Fig. 3d: Five different strips from the same LCG film were used. Each data point corresponds to five measurements, with the average number of scans (from the left): undefined (after more than 40 scans no liquid transport was observed), 49, 22, 21, 16 and 18.

Fig. 4a: Five different strips from the same LCG film were used. Each data point corresponds to five measurements, with the average number of scans (from the left): 32, 29, 26, 25 and 24.

Fig. S3: Each line corresponds to a single sample, with five samples for both directions for the planar alignment and for the homeotropic alignment, and four samples for the splay alignment.

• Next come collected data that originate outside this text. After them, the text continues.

PR #131, opened 2016-12-29
Add unit tests for ViewAllCommand and ViewCommand classes #111

### LINKED ISSUE #111: Add unit tests for ViewAllCommand and ViewCommand classes
as per title

zzzzwen:
code ideas and format follow `DeleteCommandTest`

Adding header comments later

For ViewAll command, should I do it in a separate file or together with view command

Fixes #111


damithc:
@zzzzwen 

> For ViewAll command, should I do it in a separate file or together with view command

Usually, we have one test class for each functional class

zzzzwen:
Ready for review,

two tests are roughly the same

Here are some of my questions:

in `ViewCommandTest`:
`assertViewSuccess`, `assertViewErrorInvalidIndex`, `assertViewErrorPersonNotInAddressBook` are actually the same except the expected message is different, should I inline all three?

`assertCommandResult` this method can be quite general by just asserting the result message, if modify a bit, can move it to `TestUtil` class?

Same thing apply to `ViewAllCommandTest`

test/java/seedu/addressbook/commands/ViewAllCommandTest.java
```diff
@@ -0,0 +1,150 @@
...
+        Person johnDoe = new Person(new Name("John Doe"),
+                                    new Phone("98765432", false),
+                                    new Email("johnd@gmail.com", false),
+                                    new Address("John street, block 123, #01-01", false),
+                                    new UniqueTagList(Collections.emptySet()));
+        Person betsyCrowe = new Person(new Name("Betsy Crowe"),
+                                       new Phone("1234567", true),
+                                       new Email("betsycrowe@gmail.com", false),
+                                       new Address("Newgate Prison", true),
+                                       new UniqueTagList(new Tag("friend"), new Tag("criminal")));
```
damithc: Two persons is a bit a special case because the list doesn't have persons in the middle. A 3-person list is more general.

test/java/seedu/addressbook/commands/ViewAllCommandTest.java
```diff
@@ -0,0 +1,150 @@
...
+
+        emptyAddressBook = TestUtil.createAddressBook();
+        addressBook = TestUtil.createAddressBook(johnDoe, betsyCrowe);
+
+        emptyDisplayList = TestUtil.createList();
+        listWithAll = TestUtil.createList(johnDoe, betsyCrowe);
+        listWithSome = TestUtil.createList(betsyCrowe);
+    }
```
damithc: Extract into a `TypicalPersons` utility class?

test/java/seedu/addressbook/commands/ViewAllCommandTest.java
```diff
@@ -0,0 +1,150 @@
...
+
+    @Test
+    public void viewAllCommand_invalidIndex_returnsInvalidIndexMessage() {
+        // empty addressbook
+        assertViewAllErrorInvalidIndex(emptyAddressBook, emptyDisplayList, 1);
+
+        // non-empty addressbook
+        assertViewAllErrorInvalidIndex(addressBook, listWithAll, -1);
+        assertViewAllErrorInvalidIndex(addressBook, listWithAll, 0);
+        assertViewAllErrorInvalidIndex(addressBook, listWithAll, 3);
```
damithc: if you use `size()+1` of the list instead of magic number `3`, the test will be less brittle (less likely to break in future).

test/java/seedu/addressbook/commands/ViewAllCommandTest.java
```diff
@@ -0,0 +1,150 @@
...
+
+        Command command = generateViewAllCommand(addressBook, list, index);
+        assertCommandResult(command, expectedMessage, addressBook);
+    }
+
+    /**
+     * Executes the command, and asserts the result message is as expected.
+     */
+    private void assertCommandResult(Command command, String expectedMessage,
+                                        AddressBook addressBook) {
```
damithc: Do you need this line break?

test/java/seedu/addressbook/commands/ViewAllCommandTest.java
```diff
@@ -0,0 +1,150 @@
...
+
+        return command;
+    }
+
+    /**
+     * Asserts that the details person at specific index can be successfully retrieved
+     * and displayed.
+     */
+    private void assertViewAllSuccess(AddressBook addressBook, List<ReadOnlyPerson> list, int index) {
+        String expectedMessage = String.format(ViewAllCommand.MESSAGE_VIEW_PERSON_DETAILS, list.get(index - 1).getAsTextShowAll());
```
damithc: Line too long?

damithc:
@zzzzwen Yes, you can move common methods to TestUtil class.

test/java/seedu/addressbook/util/TypicalPersons.java
```diff
@@ -0,0 +1,82 @@
...
+            steveSam = new Person(new Name("Steve Sam"),
+                                  new Phone("1231", true),
+                                  new Email("ab@apple.com", true),
+                                  new Address("Silicon Vally", true),
+                                  new UniqueTagList(new Tag("boss")));
+        } catch (IllegalValueException e) {
+            e.printStackTrace();
+            assert false : "not possible";
+        }
+    }
```
damithc: There is another similar class in #120 that might be merged before this. May be you can follow the same? Note how the person names follow a pattern. e.g. First person has initials A B, second one B C, and so on. Even the address follows a pattern and not random. Such patterns help us detect when things go out of place.

zzzzwen: @damithc So I wait for the other pr to merge first then use and edit his `TypicalPersons` for the test?

zzzzwen: Since we both have same class created

damithc: That class is mostly stable now, so you can copy-paste-modify that code into your and continue with your PR. If that PR is merged first, you'll have to update your branch and de-conflict your class a bit at that point.

zzzzwen: ok

zzzzwen:
Updated, I will leave it here first, after merging #120 I will resolve the conflict

zzzzwen:
Updated, ready for review

test/java/seedu/addressbook/commands/ViewAllCommandTest.java
```diff
@@ -0,0 +1,125 @@
...
+    private AddressBook emptyAddressBook;
+    private List<ReadOnlyPerson> emptyDisplayList;
+    private List<ReadOnlyPerson> listWithAll;
+    private List<ReadOnlyPerson> listWithSome;
+
+    @Before
+    public void setUp() throws Exception {
+        TypicalPersons td = new TypicalPersons();
+
+        emptyAddressBook = TestUtil.createAddressBook();
```
damithc: This can be initialized at the same place it's declared. Junit creates a new instance for each test.

test/java/seedu/addressbook/commands/ViewAllCommandTest.java
```diff
@@ -0,0 +1,125 @@
...
+        addressBook = td.getTypicalAddressBook();
```
damithc: Same for this

test/java/seedu/addressbook/commands/ViewAllCommandTest.java
```diff
@@ -0,0 +1,125 @@
...
+
+        emptyDisplayList = TestUtil.createList();
+        listWithAll = td.getListWithAllPersons();
+        listWithSome = td.getListWithSomePersons();
```
damithc: On a related note, lines 32, 35, 38, 39, should have been put together as they are connected. i.e. declaring a variable and then using it.

test/java/seedu/addressbook/commands/ViewAllCommandTest.java
```diff
@@ -0,0 +1,125 @@
...
+     */
+    private Command generateViewAllCommand(AddressBook addressBook, List<ReadOnlyPerson> displayList, int index) {
+        Command command = new ViewAllCommand(index);
+        command.setData(addressBook, displayList);
+
+        return command;
+    }
+
+    /**
+     * Asserts that the details person at specific index can be successfully retrieved
```
damithc: `details of the`?

test/java/seedu/addressbook/commands/ViewAllCommandTest.java
```diff
@@ -0,0 +1,125 @@
...
+    /**
+     * Asserts that the details of person at specific index cannot be retrieved due to
+     * person not existing in the addressbook.
+     */
+    private void assertViewAllErrorPersonNotInAddressBook(AddressBook addressBook, List<ReadOnlyPerson> list, int index) {
+        String expectedMessage = Messages.MESSAGE_PERSON_NOT_IN_ADDRESSBOOK;
+
+        Command command = generateViewAllCommand(addressBook, list, index);
+        assertCommandResult(command, expectedMessage, addressBook, TestUtil.clone(addressBook));
+    }
```
damithc: Can the common part of the above two methods can be extracted as a method?

test/java/seedu/addressbook/commands/ViewCommandTest.java
```diff
@@ -0,0 +1,125 @@
...
+     * Asserts that the details of person at specific index cannot be retrieved due to
+     * person not existing in the addressbook.
+     */
+    private void assertViewErrorPersonNotInAddressBook(AddressBook addressBook, List<ReadOnlyPerson> list, int index) {
+        String expectedMessage = Messages.MESSAGE_PERSON_NOT_IN_ADDRESSBOOK;
+
+        Command command = generateViewCommand(addressBook, list, index);
+        assertCommandResult(command, expectedMessage, addressBook, TestUtil.clone(addressBook));
+    }
+}
```
damithc: If this class is almost the same as the other test class, we can text both commands in one of the class and make the other class empty with just a comment to explain why it is empty.

test/java/seedu/addressbook/util/TestUtil.java
```diff
@@ -75,4 +77,18 @@ public static void assertTextFilesEqual(Path path1, Path path2) throws IOExcepti
         List<String> list2 = Files.readAllLines(path2, Charset.defaultCharset());
         assertEquals(String.join("\n", list1), String.join("\n", list2));
     }
+
+    /**
+     * Executes the command, and asserts the result message is as expected.
+     */
+    public static void assertCommandResult(Command command, String expectedMessage, AddressBook addressBook, 
+            AddressBook expectedAddressBook) {
```
damithc: More readable indentation:
```java
public static void assertCommandResult(Command command, String expectedMessage, AddressBook addressBook, 
                                                                         AddressBook expectedAddressBook) {
```

test/java/seedu/addressbook/util/TypicalPersons.java
```diff
@@ -7,47 +10,65 @@
...
+         return list;
+     }
+
+     public List<ReadOnlyPerson> getListWithSomePersons() {
+         List<ReadOnlyPerson> list = getListWithAllPersons();
+         list.remove(0); //remove a person in the list
+         return list;
+     }
+ }
+
```
damithc: Add a line feed at the end of the file

test/java/seedu/addressbook/util/TypicalPersons.java
```diff
@@ -7,47 +10,65 @@
...
-        return new Person[]{amy, bill, candy};
-    }
-
-    public AddressBook getTypicalAddressBook() {
-        AddressBook ab = new AddressBook();
-        loadAddressBookWithSampleData(ab);
-        return ab;
-    }
-
-}
```
damithc: Not sure why this is shown as a diff. Most of it looks identical.

test/java/seedu/addressbook/commands/ViewAllCommandTest.java
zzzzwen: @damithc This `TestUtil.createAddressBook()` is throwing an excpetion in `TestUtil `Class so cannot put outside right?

Fig. S4: Both the heating and cooling data points correspond to four separate measurements.

Fig. S6: A single strip cut from an LCG film was measured.

Numerical simulations

The numerical minimisation was done in Mathematica by creating a list of nodes (~1000) over a domain far greater than the size of the deformation (~4 cm). The curvature was calculated using finite differences and the energy of each node was evaluated using Eq. (1). Minimisation was done using the NMinimize routine with the first and the last nodes clamped at zero height, and all the remaining nodes were constrained to remain at or above the surface of the substrate.